Sharp also aggressively showed off its UHD product offerings, including this 120-inch monster said to be the world’s largest commercial display. (I couldn’t get a good answer as to what made it commercial, so I’m assuming it could also be used for an awesome home theater.) Sharp was unique in being the only company that I saw displaying 1080p TVs, touting their large size offerings.

Sharp Quantum Dot

Not to be left out of the Dot game, Sharp had a display showing off its use of Quantum Dot technology compared to a traditional LED set. While not evident in the photo, the colors were much more vibrant and brighter and the blacks deeper and inkier with the new QD technology.

 Sharp 4K Ultra HD

Just when you got used to UHD being the next great thing, Sharp is already looking ahead beyond 4K, with technologies that over 167% greater resolution than standard UHD, 66 million subpixels (42 million more than standard UHD), and achieving 100% of the DCI color gamut.

Sharp 85 8K

As in years past, Sharp displayed an 8K TV which gathered quite a crowd of people trying to get as close to the screen as possible searching for an elusive pixel. This year’s 8K set was an 85-inch that was said to be the world’s first to offer 120Hz refresh, a 12-bit panel, and capable of achieving 85% of the BT2020 color gamut. Also impressive was the set’s audio credentials, featuring 1000 watts and 22.2 channels via a wave front synthesis 60 channel speaker array.

LG Booth Wall

Once again, LG lured visitors into its booth with a massive display of synchronized video on gigantic panels. The display drew a constant crowd and a steady stream of traffic into the company’s mammoth booth.

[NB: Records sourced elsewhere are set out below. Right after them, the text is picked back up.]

PR #3813, opened 2026-07-15
BUG: support exploding multiple non-geometry columns in GeoDataFrame.explode()

### LINKED ISSUE #2753: BUG: explode on multiple non-geometry columns

---

```python
import geopandas as gpd
import pandas as pd

gdf = gpd.GeoDataFrame(
    {
        "explodable1": [[1, 2, 3], [4, 5], [6]],
        "explodable2": [[7, 8, 9], [10, 11], [12]],
        "geometry": [Point(0, 0), Point(1, 1), Point(2, 2)],
    }
)

gdf.explode(["explodable1", "explodable2"])

```
#### Problem description

In Pandas 1.3.0, pandas.DataFrame.explode was extended to provide support for multi-column explodes. The geopandas.GeoDataFrame.explode method shadows this Pandas function by assuming there is a single column and checking this datatype:

https://github.com/geopandas/geopandas/blob/6f6ab14d715b2cfcdd7fb0d455c29c45d32e2d4e/geopandas/geodataframe.py#L1812-L1817

If there are multiple columns, then `self[column]` will be a (Geo)DataFrame not a Series, so it will not have the `dtype` attribute and will raise:

<details>
  File "C:\Users\namc\Repositories\bad-explode\.venv\Lib\site-packages\geopandas\geodataframe.py", line 1782, in explode   
    if not isinstance(self[column].dtype, GeometryDtype):
                      ^^^^^^^^^^^^^^^^^^
  File "C:\Users\namc\Repositories\bad-explode\.venv\Lib\site-packages\pandas\core\generic.py", line 5902, in __getattr__  
    return object.__getattribute__(self, name)
           ^^^^^^^^^^^^^^^^^^^^^^^^^^^^^^^^^^^
AttributeError: 'DataFrame' object has no attribute 'dtype'. Did you mean: 'dtypes'?
</details>

#### Expected Output
I would have expected the following GeoDataFrame, instead of an error message:

| |explodable1|explodable2|geometry|
|:----|:----|:----|:----|
|0|1|7|POINT (0 0)|
|0|2|8|POINT (0 0)|
|0|3|9|POINT (0 0)|
|1|4|10|POINT (1 1)|
|1|5|11|POINT (1 1)|
|2|6|12|POINT (2 2)|

Or at the very least a less cryptic error message which explains that multiple columns are not supported.

Note that ideally a singleton list with one column should ideally be supported too, even if it contains a geometry datatype and shouldn't shadow the Pandas method.

I think fixing this may be fairly straightforward, something like:

```python
 # If the specified columns are not a for a single geometry dtype use pandas explode or raise
 dtypes = self[column].dtypes
 is_multi_col = isinstance(dtypes, Series)
 if not is_multi_col:
     dtypes = [dtypes]
   
 is_geomdtype = [isinstance(dtype, GeometryDtype) for dtype in dtypes]
 if not any(is_geomdtype):
     if compat.PANDAS_GE_11: 
         return super().explode(column, ignore_index=ignore_index, **kwargs) 
     else: 
         return super().explode(column, **kwargs) 
 
 if is_multi_col:
     if len(dtypes) == 0:
         column = self.geometry.name # ??? Is this what we want for when an empty list is passed?
     if len(dtypes) == 1:
         column = column[0]
     else:
         if all(is_geomdtype):
             raise NotImplementedError("geometry-based explodes over multiple columns not supported")
         raise NotImplementedError("mixed geometry and non-geometry explodes not supported")
```

It also does beg the question as to whether geometry-based explodes over multiple columns _should_ be supported, along with mixed pandas vs. geopandas style explodes... but I think that's more suitable for a separate feature request.

<details>

SYSTEM INFO
-----------
python     : 3.11.0 (main, Oct 24 2022, 18:26:48) [MSC v.1933 64 bit (AMD64)]
executable : c:\Users\namc\Repositories\bad-explode\.venv\Scripts\python.exe

GEOS, GDAL, PROJ INFO
---------------------
GEOS       : 3.11.1
GEOS lib   : None
GDAL       : 3.5.2
GDAL data dir: c:\Users\namc\Repositories\bad-explode\.venv\Lib\site-packages\fiona\gdal_data
PROJ       : 9.1.0
PROJ data dir: c:\Users\namc\Repositories\bad-explode\.venv\Lib\site-packages\pyproj\proj_dir\share\proj

PYTHON DEPENDENCIES
-------------------
geopandas  : 0.12.2
numpy      : 1.24.1
pandas     : 1.5.2
pyproj     : 3.4.1
shapely    : 2.0.0
fiona      : 1.8.22
geoalchemy2: None
geopy      : None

LG is investing a fortune into OLED production and the results are definitely paying off. While Panasonic was only displaying a prototype OLED with now production announcement, LG will have nine OLED models in 2015, ranging from 55 – 77-inches. The technology looks absolutely gorgeous and was definitely the best looking video I saw at the show. All of the 2015 OLED sets will be UHD, but there was no word on pricing.

LG Quantum Dot

LG is also throwing its hat into the Quantum Dot game, calling it “ColorPrime Nano Spectrum.” They say the technology “allows for a wider color spectrum, making it possible to reproduce deeper and more dynamic colors such as ocean blue, emerald green, and richer red.” As at other booths, the pictures did look stunning, though still falling short of the OLED-licious displays the company is promoting at the high-end.

LG 8K Color Prime

Also looking ahead to the future when our eyes are no longer satisfied with a mere 8 million pixels, LG showed this 98-inch 8K monster, calling it the “World’s First 98-inch 8K ColorPrime Ultra HDTV.” The set was huge and gorgeous to look at, but no word on pricing or availability.

John Sciacca is principal of Custom Theater and Audio in Myrtle Beach, SC.